_Task requirements_
Every entry below, from first to last, should be copied exactly.

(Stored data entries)
::::

PR #589, opened 2024-01-03
Only run Origin start script when it's origin

haoming29:
Currently, we can't run any server other than origin as the launcher script will always call `OriginServeFinish` and `LaunchPeriodicAdvertise` which are only for the origin, and calling it for other server will lose any origin-specific config values and will cause program to exit.

### DIFF
--- a/launchers/launcher.go
+++ b/launchers/launcher.go
@@ -133,13 +133,18 @@ func LaunchModules(ctx context.Context, modules config.ServerType) (context.Canc
 	}
 
 	log.Debug("Finishing origin server configuration")
-	if err = OriginServeFinish(ctx, egrp); err != nil {
-		return shutdownCancel, err
+	if modules.IsEnabled(config.OriginType) {
+		if err = OriginServeFinish(ctx, egrp); err != nil {
+			return shutdownCancel, err
+		}
 	}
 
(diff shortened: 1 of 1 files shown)


launchers/launcher.go
```diff
@@ -114,6 +114,11 @@ func LaunchModules(ctx context.Context, modules config.ServerType) (context.Canc
 		if err != nil {
 			return shutdownCancel, err
 		}
+
+		log.Debug("Finishing origin server configuration")
```
bbockelm, line 118: This needs to move back to the original location: the web engine needs to have started up for `OriginServeFinish` to run (as this will potentially perform API requests against the director APIs).

bbockelm (changes requested):
Please move the `OriginServeFinish` back to the original place in the sequence.  You're right in that it should be in a `modules.IsEnabled(config.OriginType)` conditional.

haoming29:
@bbockelm Could you take another look? It's a bit blocking now.

launchers/launcher.go
bbockelm: Please remove this dangling log line.

bbockelm (approved):
Pre-approving.  Please remove the forgotten log line and then merge when you're ready!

::::

_Written response_
PR #589, opened 2024-01-03
Only run Origin start script when it's origin

haoming29:
Currently, we can't run any server other than origin as the launcher script will always call `OriginServeFinish` and `LaunchPeriodicAdvertise` which are only for the origin, and calling it for other server will lose any origin-specific config values and will cause program to exit.

### DIFF
--- a/launchers/launcher.go
+++ b/launchers/launcher.go
@@ -133,13 +133,18 @@ func LaunchModules(ctx context.Context, modules config.ServerType) (context.Canc
 	}
 
 	log.Debug("Finishing origin server configuration")
-	if err = OriginServeFinish(ctx, egrp); err != nil {
-		return shutdownCancel, err
+	if modules.IsEnabled(config.OriginType) {
+		if err = OriginServeFinish(ctx, egrp); err != nil {
+			return shutdownCancel, err
+		}
 	}
 
(diff shortened: 1 of 1 files shown)


launchers/launcher.go
```diff
@@ -114,6 +114,11 @@ func LaunchModules(ctx context.Context, modules config.ServerType) (context.Canc
 		if err != nil {
 			return shutdownCancel, err
 		}
+
+		log.Debug("Finishing origin server configuration")
```
bbockelm, line 118: This needs to move back to the original location: the web engine needs to have started up for `OriginServeFinish` to run (as this will potentially perform API requests against the director APIs).

bbockelm (changes requested):
Please move the `OriginServeFinish` back to the original place in the sequence.  You're right in that it should be in a `modules.IsEnabled(config.OriginType)` conditional.

haoming29:
@bbockelm Could you take another look? It's a bit blocking now.

launchers/launcher.go
bbockelm: Please remove this dangling log line.

bbockelm (approved):
Pre-approving.  Please remove the forgotten log line and then merge when you're ready!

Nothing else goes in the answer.